13. The method of Claim 12, wherein flowing the gas comprises flowing the gas through compressed gas outlets that are substantially concentrically surrounding respective encapsulation outlets.

14. The method of Claim 12, further comprising forming the chamber, the plurality fluid conduits, and the plurality of compressed gas conduits as a single unitary member.

15. The device of Claim 14, wherein the single unitary member comprises an polymeric material.

16. The method of Claim 12, wherein the chamber further comprises at least one inlet, and the chamber further comprises at least one gas outlet, the method further comprising moving the at least one gas outlet between a first open configuration configured for allowing gas to be released from the chamber when the biological units and the liquid is entering the chamber and a second closed configuration configured to prevent the liquid from exiting the chamber.
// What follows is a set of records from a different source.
PR #823, opened 2022-04-07
feat: iOS upload DebugMeta with exceptions

### LINKED ISSUE #444: Support for `--obfuscate` and `--split-debug-info` for iOS/macOS apps
This issue is to track the support for `--obfuscate` and `--split-debug-info` on iOS apps.

The original request was done on the [flutter/flutter issue tracker](https://github.com/flutter/flutter/issues/59321) and since then, Android support was added to Sentry.

For this to happen, Sentry expect symbols on iOS to be in a 'standard' format for that platform. Namely Mach-O files.
The [request for the Dart team for this support is tracked here](https://github.com/dart-lang/sdk/issues/43612#issuecomment-734438901).

Support for desktop is tracked separately, [here](https://github.com/getsentry/sentry-dart/issues/433).

vaind:
## :scroll: Description

This enables support for loaded-libary-list (a.k.a `DebugMeta`) upload so that Sentry has all the info needed to symbolicate stacktraces. Also fixes StackTrace parsing issues that will come up with the next Flutter version after v3.3.

closes #444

17. The method of Claim 16, further comprising:

connecting the at least one inlet of the chamber to a variable flow pump; and pumping the fluid and biological unit into the chamber via the pump.

18. The method of Claim 12, wherein the biological unit is a cell.

19. The method of Claim 12, wherein the biological unit is a protein.

20. The method of Claim 12, wherein the biological unit is suspended in an alginate.